You will never regret spending the money on some G3's.


----------



## Zeitgeist (Nov 10, 2011)

sgrem said:


> Negligible difference in warmth...
> 
> You will never regret spending the money on some G3's.


^^^This.

When you graduate to the G3's you also get into the expanded size selection. I am not talking about custom sizes as Simm's does that also but a much broader size category. For example, shorter inseams, longer leg length etc.

To the OP, not sure where you stays at, but if it is in the Houston area, best thing to do is go to an FTU and talk with them and actually try them on.

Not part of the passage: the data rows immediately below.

PR #161, opened 2019-07-02
Implement groupTeamProgress service

zenovich:
a half of [groupTeamUserProgress](https://docs.google.com/document/d/15Xxmatrs_7my5ioriikL6YgOU4I0sAVcq5ySKinc0Nw/edit#heading=h.c7xpcaxby5ym)

### DIFF
--- a/app/api/groups/get_team_progress.go
+++ b/app/api/groups/get_team_progress.go
@@ -22,6 +22,7 @@ import (
 //   required: true
 // - name: parent_item_ids
 //   in: query
+//   required: true
 //   type: array
 //   items:
 //     type: integer
--- a/app/api/groups/get_team_progress.go
+++ b/app/api/groups/get_team_progress.go
@@ -1,0 +1,99 @@
+package groups
+
+import (
+	"net/http"
+	"strings"
+
+	"github.com/go-chi/render"
+	"github.com/jinzhu/gorm"
+
+	"github.com/France-ioi/AlgoreaBackend/app/service"
+)
+
+func (srv *Service) getTeamProgress(w http.ResponseWriter, r *http.Request) service.APIError {
+	user := srv.GetUser(r)
+
+	groupID, err := service.ResolveURLQueryPathInt64Field(r, "group_id")
+	if err != nil {
+		return service.ErrInvalidRequest(err)
+	}
+
+	if apiError := checkThatUserOwnsTheGroup(srv.Store, user, groupID); apiError != service.NoError {
+		return apiError
+	}
+
+	itemParentIDs, err := service.ResolveURLQueryGetInt64SliceField(r, "parent_item_ids")
+	if err != nil {
+		return service.ErrInvalidRequest(err)
+	}
+
+	itemsVisibleToUserSubQuery := srv.Store.GroupItems().AccessRightsForItemsVisibleToUser(user).SubQuery()
+
+	// Preselect IDs of end member for that we will calculate the stats.
+	// There should not be too many of end members on one page.
+	var teamIDs []interface{}
+	teamIDQuery := srv.Store.GroupAncestors().
+		Joins("JOIN groups ON groups.ID = groups_ancestors.idGroupChild AND groups.sType = 'Team'").
+		Where("groups_ancestors.idGroupAncestor = ?", groupID).
+		Where("groups_ancestors.idGroupChild != groups_ancestors.idGroupAncestor")
+	teamIDQuery, apiError := service.ApplySortingAndPaging(r, teamIDQuery, map[string]*service.FieldSortingParams{
+		// Note that we require the 'from.name' request parameter although the service does not return group names
+		"name": {ColumnName: "groups.sName", FieldType: "string"},
+		"id":   {ColumnName: "groups.ID", FieldType: "int64"},
+	}, "name,id")
+	if apiError != service.NoError {
+		return apiError
+	}
+	teamIDQuery = service.NewQueryLimiter().Apply(r, teamIDQuery)
+	service.MustNotBeError(teamIDQuery.
+		Pluck("groups.ID", &teamIDs).Error())
+
+	if len(teamIDs) == 0 {
+		render.Respond(w, r, []map[string]interface{}{})
+		return service.NoError
+	}
+
+	itemsQuery := srv.Store.ItemItems().
+		Select("items_items.idItemChild").
+		Where("idItemParent IN (?)", itemParentIDs).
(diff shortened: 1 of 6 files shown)


app/api/groups/get_team_progress.go
```diff
@@ -0,0 +1,99 @@
...
+	"net/http"
+	"strings"
+
+	"github.com/go-chi/render"
+	"github.com/jinzhu/gorm"
+
+	"github.com/France-ioi/AlgoreaBackend/app/service"
+)
+
+func (srv *Service) getTeamProgress(w http.ResponseWriter, r *http.Request) service.APIError {
```
smadbe: Doc/spec missing. You should probably do it while writing the code so that you can add every point you are thinking about when implementing the service.

app/api/groups/get_team_progress.go
```diff
@@ -0,0 +1,99 @@
...
+		Select(`
+			items.ID AS idItem,
+			groups.ID AS idGroup,
+			IFNULL(attempt_with_best_score.iScore, 0) AS iScore,
+			IFNULL(attempt_with_best_score.bValidated, 0) AS bValidated,
+			(SELECT MAX(sLastActivityDate) FROM groups_attempts WHERE idGroup = groups.ID AND idItem = items.ID) AS sLastActivityDate,
+			IFNULL(attempt_with_best_score.nbHintsCached, 0) AS nbHintsRequested,
+			IFNULL(attempt_with_best_score.nbSubmissionsAttempts, 0) AS nbSubmissionAttempts,
+			IF(attempt_with_best_score.idGroup IS NULL,
+				0,
```
smadbe: For instance, for the doc/spec, probably interesting to mention that if not started the timeSpend is considered "0"

app/api/groups/get_team_progress.go
```diff
@@ -0,0 +1,99 @@
...
+				(
+					SELECT IF(MAX(bValidated),
```
smadbe: You already have this value (`MAX(bValidated)`) from `attempt_with_best_score.bValidated`. Wouldn't be more efficient to use it so that the subquery does not recompute it again for each row?
And BTW... it looks more efficient (but you never know ;-)) to JOIN "first_attempt" in the same way as "attempt_with_best_score" and then use these directly without any need for the subquery with aggregation for each row (looks expensive).

zenovich: Fixed the first part. For the second part, JOIN will not help here (and we don't need to optimize the query since it takes just about 0.5s to complete on the large data set).

app/api/groups/get_team_progress.go
```diff
@@ -10,6 +10,48 @@ import (
...
+// ---
+// summary: Display the current progress of teams on a subset of items
+// description: For all children of items from the parent_item_id list,
+//              display the result of each team among the descendants of the group.
+// parameters:
+// - name: group_id
+//   in: path
+//   type: integer
+//   required: true
+// - name: parent_item_ids
```
smadbe: I suppose it is required as well

app/doc/responses.go
```diff
@@ -121,3 +121,44 @@ type groupsGetGroupProgressResponse struct {
...
+	Body []struct {
+		// The team’s `group_id`
+		// required:true
+		GroupID int64 `json:"group_id,string"`
+		// required:true
+		ItemID int64 `json:"item_id,string"`
+		// The best score across all attempts, or 0
+		// required:true
+		Score float32 `json:"score"`
+		// Max of `bValidated` across all attempts, or `false`
```
smadbe: -> "Whether the team has validated the item"

app/doc/responses.go
```diff
@@ -121,3 +121,44 @@ type groupsGetGroupProgressResponse struct {
...
+// swagger:response groupsGetTeamProgressResponse
+type groupsGetTeamProgressResponse struct {
+	// in: body
+	Body []struct {
+		// The team’s `group_id`
+		// required:true
+		GroupID int64 `json:"group_id,string"`
+		// required:true
+		ItemID int64 `json:"item_id,string"`
+		// The best score across all attempts, or 0
```
smadbe: Was more a way to explain to the implementer.
We can say "Current score.  If there are no attempts, the score is 0."

app/doc/responses.go
```diff
@@ -121,3 +121,44 @@ type groupsGetGroupProgressResponse struct {
...
+		// required:true
+		Score float32 `json:"score"`
+		// Max of `bValidated` across all attempts, or `false`
+		// required:true
+		Validated bool `json:"validated"`
+		// Max across all attempts of the team (`null` if no attempts)
```
smadbe: I think the description can be removed. And you have to add `Nullable`

app/doc/responses.go
```diff
@@ -121,3 +121,44 @@ type groupsGetGroupProgressResponse struct {
...
+		// required:true
+		LastActivityDate time.Time `json:"last_activity_date"`
+		// `groups_attempts.nbHintsCached` of the attempt with the best score (0 if no attempts;
+		// if several with the same score, we use the first attempt chronologically on `sBestAnswerDate`)
```
smadbe: --> "Number of hints requested for the attempt with the best score (if multiple, take the first one, chronologically). If there are no attempts, the number of hints is 0."

app/doc/responses.go
```diff
@@ -121,3 +121,44 @@ type groupsGetGroupProgressResponse struct {
...
+		// required:true
+		HintsRequested int32 `json:"hints_requested"`
+		// `groups_attempts.nbSubmissionsAttempts` of the attempt with the best score (0 if no attempts;
```
smadbe: "Number of submissions for the attempt with the best score (if multiple, take the first one, chronologically). If there are no attempts, the number of submissions is 0."

app/api/groups/get_team_progress.go
zenovich: fixed

app/api/groups/get_team_progress.go
zenovich: fixed

app/api/groups/get_team_progress.go
zenovich: fixed

app/doc/responses.go
zenovich: fixed

app/doc/responses.go
zenovich: fixed

app/doc/responses.go
zenovich: fixed

app/doc/responses.go
zenovich: fixed

PR #164, opened 2019-07-05
Fix cucumber tests instability caused by db concurrency issues

zenovich:
Can be tested with
```
for i in `seq 1 1000`; do godog --stop-on-failure ./app/api/groups/reject_requests.feature; if [[ "$?" != '0' ]]; then break; fi; done
```


zenovich:
This PR doesn't really fix the issue. The real fix is in #166.

PR #180, opened 2019-07-24
Improve mocking of DB time

zenovich:


app/database/db.go
```diff
@@ -411,6 +411,23 @@ func (conn *DB) Exec(sqlQuery string, values ...interface{}) *DB {
 	return newDB(conn.db.Exec(sqlQuery, values...))
 }
 
+var nowExpr = gorm.Expr("NOW()")
```
smadbe: The `db.go` file is already quite long, shouldn't you move it to something like `db_now.go` or `db_functions.go`?

PR #243, opened 2019-09-04
Fix itemsBreadCrumbsData and add swagger docs for it

zenovich:


smadbe:
Please refactor the service to achieve 100% coverage.

zenovich:
> Please refactor the service to achieve 100% coverage.

done

app/api/items/get_breadcrumbs.go
```diff
@@ -0,0 +1,113 @@
...
+	"net/http"
+	"strings"
+
+	"github.com/go-chi/render"
+	"github.com/jinzhu/gorm"
+
+	"github.com/France-ioi/AlgoreaBackend/app/service"
+)
+
+// swagger:operation GET /items items itemsBreadCrumbsData
```
smadbe: Looks weird to have `GET /items` for getting breadcrumb over an always-given set of ids. 
Don't you think we should pass the ids in the URL, so getting `GET /items/1,2,3` instead? Or even `GET /items/{item_ids:[\d,]+}/breadcrumb` as the ids cannot even be random ids (must be in hierarchy) and the data not really all item info.

zenovich: fixed

PR #245, opened 2019-09-04
Return "forbidden" error if a parent group is a team/user or a child group is a user in groupAddChild & groupRemoveChild

### LINKED ISSUE #244: In groupAddChild: reject if the parent is a team and if parent or child group is a userself (as the service is for non-user membership only)

zenovich:
Fixes #244 

The groupRemoveChild service was changed too for the sake of symmetry.

### DIFF
--- a/app/api/groups/add_child.go
+++ b/app/api/groups/add_child.go
@@ -20,8 +20,8 @@ import (
 //   Restrictions (otherwise the 'forbidden' error is returned):
 //     * the authenticated user should be an owner of both `parent_group_id` and `child_group_id,
 //     * the authenticated user should have `users.allowSubgroups` set to 1,
-//     * the parent group should not be of type "UserSelf",
-//     * the child group should not be of types "Base" or "UserAdmin",
+//     * the parent group should not be of type "UserSelf" or "Team",
+//     * the child group should not be of types "Base", "UserSelf", or "UserAdmin",
 //     * the action should not create cycles in the groups relations graph.
 // parameters:
 // - name: parent_group_id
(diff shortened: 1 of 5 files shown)


app/api/groups/add_child.go
```diff
@@ -20,8 +20,8 @@ import (
 //   Restrictions (otherwise the 'forbidden' error is returned):
 //     * the authenticated user should be an owner of both `parent_group_id` and `child_group_id,
 //     * the authenticated user should have `users.allowSubgroups` set to 1,
-//     * the parent group should not be of type "UserSelf",
-//     * the child group should not be of types "Base" or "UserAdmin",
+//     * the parent group should not be of type "UserSelf" or "Team",
+//     * the child group should not be of types "Base", "UserSelf", or "UserAdmin",
```
smadbe: We should add a note that users are not allowed as child as they need to use the createInvite/request services for that. Otherwise, we could wonder why "UserSelf" is not allowed here (the others are invalid relations while here it is just because it is handled differently)

app/api/groups/remove_child.go
```diff
@@ -31,8 +31,8 @@ import (
 //
 //   Restrictions (otherwise the 'forbidden' error is returned):
 //     * the authenticated user should be an owner of both `parent_group_id` and `child_group_id,
-//     * the parent group should not be of type "UserSelf",
-//     * the child group should not be of types "Base" or "UserAdmin",
+//     * the parent group should not be of type "UserSelf" or "Team",
+//     * the child group should not be of types "Base", "UserSelf" or "UserAdmin",
```
smadbe: same remark as above

app/api/groups/add_child.go
zenovich: done

app/api/groups/remove_child.go
zenovich: done

PR #253, opened 2019-09-09
Fix comments of GroupStore.TeamGroupForTeamItemAndUser() and GroupStore.TeamGroupForItemAndUser()

zenovich:


app/database/group_store.go
```diff
@@ -27,7 +27,7 @@ func (s *GroupStore) TeamGroupForTeamItemAndUser(itemID int64, user *User) *DB {
 }
 
 // TeamGroupForItemAndUser returns a composable query for getting a team (the first one in the order of`groups.ID`)
-// for the current user by one of team's items
+// for the given user by one of team's items
```
smadbe: This sentence is quite hard to understand out of context (the one from TeamGroupForTeamItemAndUser as well). After a few minutes on it, I had to find its usage to understand what it truly means. Could we make it a bit more clear? (can be longer that's not a problem)

zenovich: fixed

PR #270, opened 2019-09-20
Add a new column items_items.partial_access_propagation superseding always_visible & access_restricted

### LINKED ISSUE #267: Partial propagation as a single attribute
The way partial access is propagated from an item to his child is defined is  `items_items.bAlwaysVisible` and `items_items.bAccessRestricted`. In addition to be not very clear, they allow expressing 4 "cases" while there are actually 3 cases.

So, convert `items_items.bAlwaysVisible` and `items_items.bAccessRestricted` to one single attribute  `items_items.partial_access_propagation` of type `ENUM('none','as grey','as partial')`.

Map the existing data:
* ! restricted -> 'as partial'
* restricted & always_visible -> 'as grey'
* restricted & !always_visible -> 'no'

zenovich:
Fixes #267


db/migrations/44_replace_items_items_always_visible_and_access_restricted_with_partial_access_propagation.sql
```diff
@@ -0,0 +1,269 @@
...
+                NEW.`partial_access_propagation`,NEW.`difficulty`);
+    INSERT IGNORE INTO `groups_items_propagate`
+        SELECT `id`, 'children' as `propagate_access` FROM `groups_items`
+            WHERE `groups_items`.`item_id` = NEW.`item_parent_id`
+            ON DUPLICATE KEY UPDATE propagate_access='children';
+END
+-- +migrate StatementEnd
+DROP TRIGGER IF EXISTS `before_update_items_items`;
+-- +migrate StatementBegin
+CREATE DEFINER=`algorea`@`%` TRIGGER `before_update_items_items` BEFORE UPDATE ON `items_items` FOR EACH ROW BEGIN
```
smadbe: Waw I didn't expect such a big migration. 

Do we want to keep these triggers (ignoring history stuffs)? Maybe that's better if we consider we'll add FK with possible "delete cascade" which may be hard to address in services.

zenovich: These triggers are mostly related to items access rights propagation and items ancestors creation.

app/api/items/get_item.go
```diff
@@ -164,13 +164,10 @@ type itemChildNode struct {
 	// `items_items.category`
 	// required: true
 	Category string `json:"category"`
-	// `items_items.always_visible`
-	// enum: Undefined,Discovery,Application,Validation,Challenge
+	// `items_items.partial_access_propagation`
+	// enum: None,AsGrayed,AsPartial
```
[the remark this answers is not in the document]
zenovich: fixed

PR #277, opened 2019-09-25
 Make sure the db seed schema match the production one

### LINKED ISSUE #272: Make sure the db seed schema match the production one.
I tried to apply our migrations on the loaded prod db on MySQL8 and it fails on some aspect of the schema and data (which is probably invalid in MySQL8).

1) I assume the schema we have does not match the prod one (strange, I don't know why), so it would need to be fixed
2) Some data (such as "0000-00-00 00:00" datetime) are not valid in MySQL8 and make the migrations fail. Probably it requires to add a first migration before all to fix these.

I had issues on migrations n°2, n°14 (for which I had to do `UPDATE history_groups SET sDateCreated = NULL WHERE sDateCreated < '1000-01-01'`), n°17, ...

---

Edit: 
a) The new prod export (from 22/09) should be emptied and considered as the the new "base schema" 
b) Then, we have to see what migrations fails with this schema (fixing error of type (1), see above)
c) Then, we have to see what may fail in prod by relaunching the migration and prepend a migration fixing data  (fixing error of type (2), see above)

Make sure to do (a), (b), and (c) in this order and in different commits.

zenovich:
Fixes #272


app/api/items/get_item.go
```diff
@@ -13,8 +13,9 @@ import (
 type itemStringCommon struct {
 	// required: true
 	LanguageID int64 `json:"language_id,string"`
+	// Nullable
```
smadbe: You haven't modified the add/update items where the title could be "null" as well then :-/ (even I don't really know what it means to have a `null` title)

db/migrations/18_do_not_mark_ancestors_as_todo_in_groups_groups_triggers.sql
```diff
@@ -1,12 +1,12 @@
 -- +migrate Up
 DROP TRIGGER `before_update_groups_groups`;
 -- +migrate StatementBegin
-/*!50003 CREATE*/ /*!50017 DEFINER=`algorea`@`%`*/ /*!50003 TRIGGER `before_update_groups_groups`
+/*!50003 CREATE*/ /*!50003 TRIGGER `before_update_groups_groups`
```
smadbe: Without `/*!50017` comment, probably it is useless to close the 50003 comment to reopen it directly, so it should probably be `/*!50003 CREATE TRIGGER ...`
BTW, I think all these comments are irrelevant in the case of our migrations. In my understanding, they are there to prevent error if we would apply this to a version of MySQL not supporting these, but in our case, we would prefer an error than ignoring the trigger silently. 
I think all comment marks should all be removed in our migrations (and probably in the initial schema as well)

app/api/items/get_item.go
smadbe: FYI, it would mean that there is no translation for the title in this language and that the default language should be used. (no impact for us)

zenovich: > You haven't modified the add/update items where the title could be "null" as well then :-/ (even I don't really know what it means to have a `null` title)

I haven't modified add/update intentionally because we don't allow setting titles to NULL there. Should we (I doubt we want to allow that)?

smadbe: Ok, valid reason :-)

PR #279, opened 2019-09-27
Rename datetime columns

### LINKED ISSUE #271: Fix attribute names of time attributes
Most "datetime" attributes in the db are called "xyz_date" while it is not just a date. 
I think "xyz_datetime" is not appropriate as the goal is not to put the type in it but just to have to have something semantically correct.  
IMO, "_time" is correct (even if it is not a mysql "time" as well), as a time semantically may be a precise date.
But in most of the time, the attribute naming should not require any suffix, "partial_access_from" would be more appropriate. 

BTW, for the durations, I would prefer having them in decimal seconds instead of using the MySQL time format.  

Let me know what you plan to do before starting.

zenovich:
Fixes #271


db/migrations/49_rename_datetime_columns.sql
```diff
@@ -0,0 +1,876 @@
+-- +migrate Up
+
+
+ALTER TABLE `filters`
+    RENAME COLUMN `start_date` TO `started_at`;
+ALTER TABLE `groups`
+    RENAME COLUMN `date_created` TO `created_at`,
+    RENAME COLUMN `code_end` TO `code_expires_at`,
```
smadbe: That's a much better name 😄

db/migrations/49_rename_datetime_columns.sql
```diff
@@ -0,0 +1,876 @@
...
+    RENAME COLUMN `validation_date` TO `validated_at`,
+    RENAME COLUMN `finish_date` TO `finished_at`,
+    RENAME COLUMN `last_activity_date` TO `last_activity_at`,
+    RENAME COLUMN `thread_start_date` TO `thread_started_at`,
+    RENAME COLUMN `best_answer_date` TO `best_answer_at`,
+    RENAME COLUMN `last_answer_date` TO `last_answer_at`,
+    RENAME COLUMN `last_hint_date` TO `last_hint_at`,
+    RENAME COLUMN `contest_start_date` TO `contest_started_at`;
+ALTER TABLE `groups_groups`
+    RENAME COLUMN `status_date` TO `status_changed_at`;
```
smadbe: Still not clear when I read the name, isn't it `latest_status_changed_at` ?

db/migrations/49_rename_datetime_columns.sql
```diff
@@ -0,0 +1,876 @@
...
+    RENAME COLUMN `expiration_date` TO `expires_at`,
+    RENAME INDEX `expiration_date` TO `expires_at`;
+ALTER TABLE `messages`
+    RENAME COLUMN `submission_date` TO `submitted_at`;
+ALTER TABLE `sessions`
+    RENAME COLUMN `expiration_date` TO `expires_at`,
+    RENAME COLUMN `issued_at_date` TO `issued_at`,
+    RENAME INDEX `expiration_date` TO `expires_at`;
+ALTER TABLE `threads`
+    RENAME COLUMN `last_activity_date` TO `last_activity_at`;
```
smadbe: `latest_activity_at` would be more correct

The same apply also to many other "last_"" attributes  (will not repeat)

smadbe:
Not directly a *date attribute, but `code_timer` would require a better name as well. `code_validity_duration` ? 🤔 Any better idea? (as a reminder, it is "How much time after the first use of the password, it will expire")

db/migrations/49_rename_datetime_columns.sql
zenovich: let's skip the 'latest_' prefix when possible, otherwise we would have a lot of them...

smadbe: Ok, but anyway "status" does not mean anything here. Either it is "type_changed_at" or just "changed_at" considering that it is quite implicit (as the other attributes are not really changed, we can consider it is)

zenovich: fixed (will be `type_changed_at`)

db/migrations/49_rename_datetime_columns.sql
zenovich: fixed

zenovich:
> Not directly a *date attribute, but `code_timer` would require a better name as well. `code_validity_duration` ? 🤔 Any better idea? (as a reminder, it is "How much time after the first use of the password, it will expire")

fixed (will be `code_lifetime`)

PR #288, opened 2019-10-07
Handle expiration for groups membership

### LINKED ISSUE #281: Handle expiration for group membership
Contest management will be handled through expiration on group memberships (cfr contest explanation).
So let's first handle expiration without contest.
Let's consider the existing services do not need to set or get this expiration, but membership is only considered as actual if the expiration is not past. 
Maybe to make this cleaner in regards of the existing statuses, it would be interesting to invent a new "contestEntered" (or just "system"?) membership, which would be the only one with this expiration for the moment.

zenovich:
Fixes #281


app/database/group_group_store_ancestors_integration_test.go
```diff
@@ -145,10 +158,103 @@ func TestGroupGroupStore_CreateNewAncestors_ProcessesOnlyDirectRelationsOrAccept
...
+	assert.NoError(t, groupGroupStore.Where("parent_group_id=1 AND child_group_id=3").
+		UpdateColumn("expires_at", "3019-10-20 14:13:55").Error())
+	assert.NoError(t, groupGroupStore.Where("parent_group_id=1 AND child_group_id=4").
+		UpdateColumn("expires_at", "3020-09-15 21:13:59").Error())
+	assert.NoError(t, groupGroupStore.Where("parent_group_id=2 AND child_group_id=3").
+		UpdateColumn("expires_at", "3020-10-20 10:23:40").Error())
+	assert.NoError(t, groupGroupStore.Where("parent_group_id=2 AND child_group_id=4").
+		UpdateColumn("expires_at", "3021-08-10 12:11:45").Error())
+	assert.NoError(t, groupGroupStore.Where("parent_group_id=3 AND child_group_id=4").
+		UpdateColumn("expires_at", "3022-05-11 17:43:24").Error())
```
smadbe: I don't get why you make vary the year, month, day, hour, min, sec. (anything to be validated really?). I would expect only one varying (for instance all different years and that's all) to be able to save 80% of time in trying to verify something here. 🙂
Or maybe I missed some interesting hidden logic 🤔 ... actually I don't care the day,  etc changes, but at least they should all be on different years so that we do not have to check year and month together in the mapping. 

But that looks correct at the end, I just have a headache now 😛

db/migrations/57_add_expires_at_into_groups_groups_and_groups_ancestors.sql
```diff
@@ -0,0 +1,128 @@
...
+            `child_descendants`.`ancestor_group_id` = OLD.`child_group_id`;
+
+        INSERT IGNORE INTO `groups_propagate` (id, ancestors_computation_state) VALUES (NEW.child_group_id, 'todo')
+        ON DUPLICATE KEY UPDATE `ancestors_computation_state` = 'todo';
+    END IF;
+END
+-- +migrate StatementEnd
+DROP TRIGGER `before_delete_groups_groups`;
+-- +migrate StatementBegin
+CREATE DEFINER=`algorea`@`%` TRIGGER `before_delete_groups_groups` BEFORE DELETE ON `groups_groups` FOR EACH ROW BEGIN
```
smadbe: 2 INSERT and 4 DELETE at each update/delete. 😲
Have you tried deciphering if everything is still needed? I didn't. (you can answer "no", that's just a question)

app/api/groups/get_team_descendants.go
```diff
@@ -102,10 +103,15 @@ func (srv *Service) getTeamDescendants(w http.ResponseWriter, r *http.Request) s
...
+			JOIN groups_groups AS parent_links
+			ON parent_links.parent_group_id = groups.id AND
+				parent_links.type = 'direct' AND
+				NOW() < parent_links.expires_at AND
+				parent_links.child_group_id IN (?)`, groupIDs).
 		Joins(`
-			JOIN groups_ancestors AS parent_ancestors ON parent_ancestors.child_group_id = groups.id AND
+			JOIN groups_ancestors AS parent_ancestors
+			ON parent_ancestors.child_group_id = groups.id AND
+				NOW() < parent_ancestors.expires_at AND
```
smadbe: When I see all these `NOW() < parent_ancestors.expires_at ` added, I wonder if it wouldn't have been wiser to create views `groups_ancestors_notexpired` and `groups_groups_notexpired` and to use them across the requests. 
These conditions and polluting sometimes-already-complex requests and could easily be forgotten and removed by mistake. 
There are no test updates for them :-/ and probably it would have been too much to add tons of tests but then actually a mistake would be so easy here.  I think when there are too many repetitive changes for the same things to justify tests (and because testings ancestors membership expiration would be out of scope of the function), maybe it is good place to hide the "logic" into something that could be considered as tested separately. I am afraid of mistakes on this expiration (not necessarily now but more regressions). 
What are your thoughts about that?

db/migrations/57_add_expires_at_into_groups_groups_and_groups_ancestors.sql
```diff
@@ -0,0 +1,128 @@
+-- +migrate Up
+ALTER TABLE `groups_groups` ADD COLUMN `expires_at` datetime  NOT NULL DEFAULT '9999-12-31 23:59:59'
+    COMMENT 'If set, the group membership expires at the specified time';
```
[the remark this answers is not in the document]
zenovich: fixed

app/database/group_group_store_ancestors_integration_test.go
zenovich: fixed

db/migrations/57_add_expires_at_into_groups_groups_and_groups_ancestors.sql
zenovich: As you can see there had been 3 INSERTs + 4 DELETEs at each update and 2 INSERTs + 4 DELETES at each deletion. I got rid of some unnecessary queries and only 3 INSERTs + 1 DELETE at each update and 2 INSERTs + 1 DELETE at each deletion remained.

app/api/groups/get_team_descendants.go
zenovich: Fixed. Let's see if it is better with the views...

app/database/group_group_store_ancestors_integration_test.go
smadbe: much better :-)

My preference is the Katy Freeway location. They can get you in the right size.


----------



## TXplugger (Nov 26, 2007)

Don't waste your money on the freestones. Have had two pair and both have leaked after the second/third use. Get the G3's


----------



## fishin shallow (Jul 31, 2005)

TXplugger said:


> Don't waste your money on the freestones. Have had two pair and both have leaked after the second/third use. Get the G3's


X2. Getting water in your waders on a cold winter wade ain't fun.
May try the headwater. Has 3 layers vs 5 layers of gore tex material.


----------



## kenny (May 21, 2004)

I have some G3's but really like wearing the Headwaters, and at $399.00 are a good buy. IMO
https://www.simmsfishing.com/shop/waders/headwaters-pro-stockingfoot-s17.html


----------



## LoneStar832 (Sep 17, 2015)

Check out backcountry.com and search Simms Headwaters goretex waders. You'll get a much better price. Ordered a brand new pair through them.


----------



## jpayne (Jan 11, 2017)

Dryft waders are VERY good. And cheaper than Simms.


----------



## sheldonasvoboda (Apr 23, 2015)

I just went into the Orvis store in southlake, the customer service seems awesome. that being said, I looked over their waders very closely, and they "seem" top quality. i am going to pick up a pair when my simms fall apart


----------



## LaddH (Sep 29, 2011)

I bought a pair of Headwaters last year . I have only worn them a few times but so far I like them. After wearing Magellans and Hodgemans for years it it really nice to take of waders and not have to dump water out of the inside of them. I got the regular ones but wish I would have got the convertibles. Not a biggie but if I had it to do over I would have bought the convertibles. I don't think they had the convertibles when I bought mine. The Headwaters are made in the USA the Freestones are not.
I almost bought the Orvis brand and would have but I could not get a stocking foot that fit.
I bought them at the Orvis Shop in Rockport. A nice store with a great owner that knows his stuff.
If I hit the Lotto anytime I am getting a pair with the zipper front.( Has something to do with getting older)


----------



## shoalnuff (Dec 18, 2013)

fishin shallow said:


> X2. Getting water in your waders on a cold winter wade ain't fun.
> May try the headwater. Has 3 layers vs 5 layers of gore tex material.


X2. Getting water in your waders on a cold winter wade ain't fun.
May try the headwater. Has 3 layers vs 5 layers of gore tex material.

x3^^^ 3rd year on my headwaters with Zero issues! also i would recomend going to FTU and trying them on.I ordered mine in an XL thinking they would fit like other waders but boy was i wrong! after trying them on and since mine were new, they were happy to exchange them for the correct size.Can't beat FTU and the Simms Warranty!:doowapsta


----------



## Meadowlark (Jul 19, 2008)

I'm in the minority on this one...but to me Simms priced themselves out of the market for stocking foot waders for consumers like me. 

I fish Alaska every year and other very difficult places and I find that the cheap Academy types for $50 bucks are more than adequate. Just throw them away after a few uses and get another pair...preventive maintenance. Always take a spare with you and at that price, it is a no brainer. 

I really like most Simms products and feel you get value for the price, but in the case of waders, unless you wear them every day, the $50 brand from Academy works just fine for my needs.


----------